Die Entstehung von großen Mengen zähen Erdöls ist vor allem auf die Aktivität von Mikroorganismen in den Lagerstätten zurückzuführen. So sind beispielsweise sulfatreduzierende Bakterien in der Lage, bestimmte Kohlenwasserstoffe aus Erdöllagerstätten als Energiequelle für ihre Stoffwechselprozesse zu verwerten. Doch die Mikroben sind auch in der „Tiefen Biosphäre“ auf flüssiges Wasser als Lebensraum angewiesen. Entsprechend siedeln sie bevorzugt an der Grenze von Öl- und Wasservorkommen. Wenn dann noch Sulfat oder Kohlendioxid für die Atmung und andere lebenswichtige Nährstoffe wie Stickstoff und Phosphor im Wasser vorkommen, sind die Bedingungen für den biologischen Erdölabbau besonders gut.

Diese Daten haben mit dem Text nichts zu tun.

PR #341, opened 2023-12-02
Feature | Added certificate authenticator

Sammyjo20:
- Also deprecates the old `xml` method on the response in favour of using XML Wrangler
- Also fixes an issue with the stream not being rewound after accessing the body


Sammyjo20 (commented):
Self review

PR #342, opened 2023-12-03
Fix exponential backoff attribute

boryn:
`$useExponentialBackoff` needs to be defined as `null`, as otherwise when `$useExponentialBackoff` is only specified at the connector level, this line:

`$useExponentialBackoff = $request->useExponentialBackoff ?? $this->useExponentialBackoff ?? false;`

will evaluate `false`, as it has default `false` value for the request class (inherited from `HasTries` trait)

### DIFF
--- a/src/Traits/RequestProperties/HasTries.php
+++ b/src/Traits/RequestProperties/HasTries.php
@@ -31,7 +31,7 @@ trait HasTries
      *
      * When true, Saloon will double the retry interval after each attempt.
      */
-    public bool $useExponentialBackoff = false;
+    public ?bool $useExponentialBackoff = null;
 
     /**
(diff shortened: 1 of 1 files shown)


Sammyjo20 (approved):

Sammyjo20:
Thanks @boryn!

boryn:
PS. It's a breaking change between 3.3.0 and 3.3.1. If somebody already defined `public bool $useExponentialBackoff` in connector / request it will demand a slight change in the definition to (nullable `?bool`):
`public ?bool $useExponentialBackoff`

Sammyjo20:
Oh, whoops. Really sorry I didn’t notice that @boryn. I’ll add it to the release notes but it could be considered a hotfix for the recent release.

PR #347, opened 2023-12-07
Feature | Throw an exception when missing HTTP method

Sammyjo20:
This PR improves the default error message if you forget to add a HTTP method to your request.

It will now say: `Your request is missing a HTTP method. You must add a method property like [protected Method $method = Method::GET]`


Sammyjo20 (commented):
Self review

Erdölfressern auf der Spur
Um die Mechanismen und Effekte des biologischen Erdölabbaus besser zu verstehen untersucht Heinz Wilkes vom GeoForschungsZentrum (GFZ) Potsdam zusammen mit seinem Team die Mechanismen, die zum Entstehen des zähen Erdöls führen. Die Forscher konnten nachweisen, dass mikrobielle Stoffwechselprozesse in Erdöllagerstätten unter anaeroben Bedingungen stattfinden können. Dies erklärt die enormen Mengen an biologisch abgebauten Erdölen in vielen Lagerstätten, obwohl dort nicht ausreichend Sauerstoff zur Verfügung steht. Die Forschungsergebnisse lassen zudem vermuten, dass der biologische Erdölabbau in Abhängigkeit von den jeweiligen geologischen Gegebenheiten in verschiedenen Lagerstätten zu höchst unterschiedlichen Veränderungen der Erdölzusammensetzung führen kann.
Denn da die Mikroorganismen bestimmte Erdölbestandteile bevorzugt „fressen“, verändern sich die Zusammensetzung und damit auch die chemischen und physikalischen Eigenschaften der Rückstände. So führt die mikrobielle Aktivität in der Lagerstätte zu einer deutlichen Minderung der Erdölqualität. Besonders die hohen Gehalte an Schwefel, organischen Säuren und Metallen verursachen erhebliche Probleme bei der Förderung und Verarbeitung. Die Mikroben können zum Beispiel Schwefelwasserstoff bilden, der für den Menschen extrem giftig ist. Wenn sich dieses Gas mit Eisen oder anderen Metallen verbindet, bilden sich feste, schwarze Krusten, die die Förderanlagen verstopfen. Zudem fördert das giftige Gas die Korrosion der Pipelines.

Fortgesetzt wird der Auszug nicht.